Ilán Semo
La Jornada
La escena se repite ya incesantemente. Ahora ha sido Bruselas. Dos atentados vindicados por el Estado Islámico, uno en el hall del
aeropuerto y otro en una estación del metro, dejaron tras de sí 31
civiles muertos y más de 200 heridos. Los supuestos responsables: tres
individuos que aparecen en una imagen de las cámaras de vigilancia
cargando maletas en carritos con guantes en las manos (provistos con
detonadores, dice la policía). Dos de ellos murieron en la explosión y
el último logró escapar. Según la declaración oficial, los tres serían
de
origen musulmán, aunque los hermanos Brahim y Khalid Bakraoui nacieron en Bélgica, y el tercero, Najim Laachraoui, creció en Bruselas. ¿Musulmanes? ¿No sería más acertado informar, al menos, sobre el origen nacional de las familias, si se trataba de inmigrantes? ¿O por qué no simplemente: ciudadanos belgas? Porque el término musulmán encierra ya el fantasma que, para la mayor parte de la opinión pública belga y europea, explica en automático (sin explicar nada) los orígenes de la violencia. Toda postulación del otro como entidad racial parte de un eficaz e insoportable principio de universalización. En rigor, una escalada mediática y policiaca para asfixiar a la opinión pública con la impresión de que en cada miembro de la pequeña minoría musulmana que vive en Bélgica –aproximadamente 600 mil habitantes- habría un Bakraoui en potencia, un simpatizante o alguien que cubriera sus espaldas.
Sólo así, potenciando el miedo, se explica que la policía belga
decidiera acordonar, aislar y mantener bajo extrema vigilancia el barrio
de Moleenbeck, donde vive el grupo más belga de todos los musulmanes.

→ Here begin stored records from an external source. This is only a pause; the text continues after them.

PR #28499, opened 2026-07-06
chore: remove unused feature flags

davidebbo:
## Summary

Cleans up feature flags in two ways:

### 1. Delete five flags unused across the whole codebase

They appeared only in their declaration sites, never in any `hasFeature` / `featureFlags.includes` check:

Un nuevo paso policiaco que evoca fechas oscuras. Una semana antes de la
Noche de los Cuchillos Largos en 1938 en Alemania, los barrios judíos
fueron acordonados por primera vez.
El día de ayer, la aviación militar belga se sumó a los bombardeos
contra el Estado Islámico en la frontera siria. Con esto ya son seis
ejércitos cuyas fuerzas aéreas están reduciendo a polvo la región:
Estados Unidos, Rusia, Turquía, Inglaterra, Francia y, ahora, Bélgica.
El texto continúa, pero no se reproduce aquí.